Revision history for this message
danh (danh-archive) wrote :

I'm summarizing the current issues so that everybody has a picture of what's going on.

The biggest problem is that the jp2s as we currently create them with DevelopMekel cause problems in the pdfs, as we currently create them with itext and read them with xpdf and acroread.

There are actually two problems: progressive jp2s are bad for xpdf (and i think evince), while embedded xml is bad for acroread. Note that the effects seem to be independent: that is, adobe can handle progressive as long as there is no xml, and xpdf can handle xml as long as the jp2 is not progressive.

(Note that the xml/progressive stuff is there in the first place to be more nearly NDNP conformant.)

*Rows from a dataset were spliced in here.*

Issue #4888, opened 2020-09-18
Missing features in old versions


12xx12:
### Version 1.0
The End:
- [ ] Overworld fortress
- [ ] Generation of the End
- [ ] Being able to throw Eye of Ender
- [ ] Leaving the end
- [ ] Monster spawn stone bricks

Mobs:
- [ ] Ender Dragon
- [ ] Spawning Villager in Villages (No trading until 1.3)

### Version 1.1
- [ ] Blacksmith buildings in villages now have a chest that contains loot.
- [ ] Non-operator users are auto-kicked in multiplayer servers if they spam in chat too much.
       Operators are not notified of the kick; they must assume that the user was auto-kicked.

### Version 1.2.1
- [ ] Iron Golem spawning in Villages
- [ ] Zombie Sieges
- [ ] Villager Breeding
- [ ] Wolf Breeding

### Version 1.3.1
- [ ] Wood Blocks (the ones with the texture on all sides)
- [ ] Villager trading
- [ ] Writing books
- [ ] Starting Chest
- [ ] Large Biomes Generator (?)

### Version 1.4.2
- [ ] Pumpkin Pie
- [ ] Wither Boss bar
- [ ] Whitch
- [ ] Mob Spawner specialized NBT tags to spawn equiped mobs
- [ ] NBT tags as potion descriptors
- [ ] Carrots and potatoes can be found in farms in villages

### Version 1.5
- [ ] Daylight sensor
- [ ] New Rails
- [ ] New Minecarts
- [ ] Abandoned mineshaft: Now spawn items in minecarts with chests, instead of chests
- [ ] Renamed item containers will now display that name when viewing the container's contents
- [ ] Renamed Command Blocks now use their name instead of @ in the chat

### Version 1.6
- [ ] Horse Riding
- [ ] Attribute system
- [ ] Added chest generation in nether fortresses

### Version 1.7
- [ ] colored glass / glass panels
- [ ] proper packed ice
- [ ] Block with mobs in them (e.g. silver fish)
- [ ] Minecart with command block
- [ ] Witch huts now generate with a witch inside.

This list does not claim be to be complete. I went through the patch notes on the wiki and tried out some stuff. It's just a start.

I'll try to link the matching issues

AndreaSmetankova:
Hi, I would like to help but I'm new to this and find this repositar only recently. Can you advise me where to start?

12xx12:
Hi,

[...]

PR #4970, opened 2020-10-06
TNT Changes

KingCol13:
Mum said it was my turn to play with the TNT code.

- Make TNT explosions always drop pickups (1.14 behaviour)
- Always drop items that wiki says should always drop
- Get rid of destination and just keep direction and intensity (seems to be wiki behaviour)
- Give each ray in explosion different random intensity

### DIFF
--- a/src/Physics/Explodinator.cpp
+++ b/src/Physics/Explodinator.cpp
@@ -201,19 +201,13 @@ namespace Explodinator
 	}
 
 	/** Traces the path taken by one Explosion Lazor (tm) with given direction and intensity, that will destroy blocks until it is exhausted. */
-	static void DestructionTrace(cChunk * a_Chunk, Vector3f a_Origin, const Vector3f a_Destination, const unsigned a_Power, const bool a_Fiery, float a_Intensity, const cEntity * const a_ExplodingEntity)
+	static void DestructionTrace(cChunk * a_Chunk, Vector3f a_Origin, const Vector3f a_Step, const unsigned a_Power, const bool a_Fiery, float a_Intensity, const cEntity * const a_ExplodingEntity)
 	{
 		// The current position the ray is at.
 		auto Checkpoint = a_Origin;
 
-		// The total displacement the ray must travel.
-		const auto TraceDisplacement = (a_Destination - a_Origin);
-
-		// The displacement that they ray in one iteration step should travel.
-		const auto Step = TraceDisplacement.NormalizeCopy() * StepUnit;
-
-		// Loop until we've reached the prescribed destination:
-		while (true)//(TraceDisplacement > (Checkpoint - a_Origin))
+		// Loop until intensity runs out:
+		while (true)
 		{
 			auto Position = Checkpoint.Floor();
 			if (!cChunkDef::IsValidHeight(Position.y))
@@ -242,7 +236,7 @@ namespace Explodinator
 			a_Chunk = Neighbour;
 
 			// Increment the simulation, weaken the ray:
-			Checkpoint += Step;
+			Checkpoint += a_Step;
 			a_Intensity -= StepAttenuation;
 		}
 	}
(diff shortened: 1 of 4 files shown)


bearbin (commented):
Looks OK, but I'll let @tigerw give this a proper review.

It would be nice to have a proper way to configure the explodinator wrt blocks being thrown around, and the probabilities etc - but I'm not sure if this PR is the right place for that.

tigerw:
Haven't forgotten this

tigerw:
@KingCol13 the tracing strategy was changed from YP/YM as a pair & 4 sides as a quadruple to YP/YM, ZP/ZM, XP/XM as pairs, if I'm reading this right. Did you see benefits to using the latter?

KingCol13:
@tigerw yep I changed it, I couldn't understand the YP/YM and 4 side system despite the ASCII diagrams and I didn't see any performance impact in changing. To me, each pair of sides having it's own loop seems a little easier to understand, but that's fairly subjective.

I also changed the implementation to use a 2x2 cube centred on the origin as in this diagram: https://minecraft.gamepedia.com/File:ExplosionRay.png, but again this change doesn't change the outcome.

src/Physics/Explodinator.cpp
```diff
@@ -214,59 +232,48 @@ namespace Explodinator
...
-		const int HalfSide = TraceCubeSideLength / 2;
 
 		// The following loops implement the tracing algorithm described in http://minecraft.gamepedia.com/Explosion
 
 		// Trace rays from the explosion centre to all points in a square of area TraceCubeSideLength * TraceCubeSideLength
-		// in the YM and YP directions:
-		for (int OffsetX = -HalfSide; OffsetX < HalfSide; OffsetX++)
+		// Careful to avoid duplicates along edges
+		// Top and bottom sides:
+		for (float OffsetX = -1; OffsetX < 1; OffsetX+=GridPointSpacing)
```
tigerw, line 251: As far as I can tell vanilla behaviour is using `int`s here so we should keep it as before

Titaniumtown:
About that 1.14 tnt item dropping behavior, isn't Cuberite now going to try to focus on older features first? https://github.com/cuberite/cuberite/issues/4888#issuecomment-704315535

mathiascode:
In my opinion, forcing (volunteer) contributors to do specific things is a good way to get rid of them. Of course you should listen to users as much as possible, but I feel most open source projects just don't have the liberty of being too picky.

tigerw:
I have returned! With measurements of the performances.

Off the cuff test, running DamageBlocks 10000 times with a fixed world:

1. PR verbatim: 140s
2. master: 124s
3. This PR, but with integer offsets: 119s

If I had to explain the numbers I'd say using floating points in the loop counters is slower. Separating the tracing loops vs having front/back/left/right done all at once looks like margin-of-error stuff, maybe the former helps compiler optimisation a little, I don't know.

I agree the tracing as it stands in master is unclear, even with the diagrams. @KingCol13 any objections to me changing the offset to int and merging?

tigerw:
About the features, as I understand there are two points of consideration; one is the version a given MC feature was introduced, another is version of the feature's behaviour we implement.

For example, explosions (super early feature), and whether explosions always drop pickups (1.14 apparently).

The linked discussion was about focusing on implementing features in ascending order of introduction to avoid a piecemeal experience of supported vs unsupported features. On the other hand, from what I can tell our policy of nevertheless implementing the latest version's behaviour, when a feature is added, is still the same.

KingCol13:
@tigerw Thanks for doing the proper tests! I’d just assumed the loop increments would be negligible compared to the raytracing but the numbers don’t lie and this is definitely a sizeable speedup.

No objections at all, go ahead with the ints and merge. Cheers for the help.

tigerw (approved):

We could try to solve this at the DevelopMekel end (by producing different or more products), or the itext end.

Raj says that there might be some way to do a lossless jp2-to-jp2 conversion to drop the progressive encoding, and of course we'd arrange to drop the xml at the same time if we did that: should be no need to have embedded xml inside an embedded jp2, because we'd just try to embed it directly. (Raj says that this can be done with jpg, for example.) Note also that i've tried to arrange for the backend to deposit the xml before the codestream, so hopefully it would be easy to remove.

On another matter:

For the words for which we get bad font size information, it is very easy to just drop them (we simply don't pass them along to itext). That's what i'm doing now, for my working copy of Todd's software. (But i haven't really bored to the bottom of that problem: i wanted to see the bad characters in context, so i forced out the pdf, but when it came out, it was so awful that i had to deal with it first.)

So, my plan is for now to:
(1) fix up the single page generation and get the mechanics of that worked out, and then
(2) deal with the xml/progressive problems. (That way i can accumulate any xml/progressive feedback while i deal with the other problem.)

Thanks in advance for any feedback from anybody.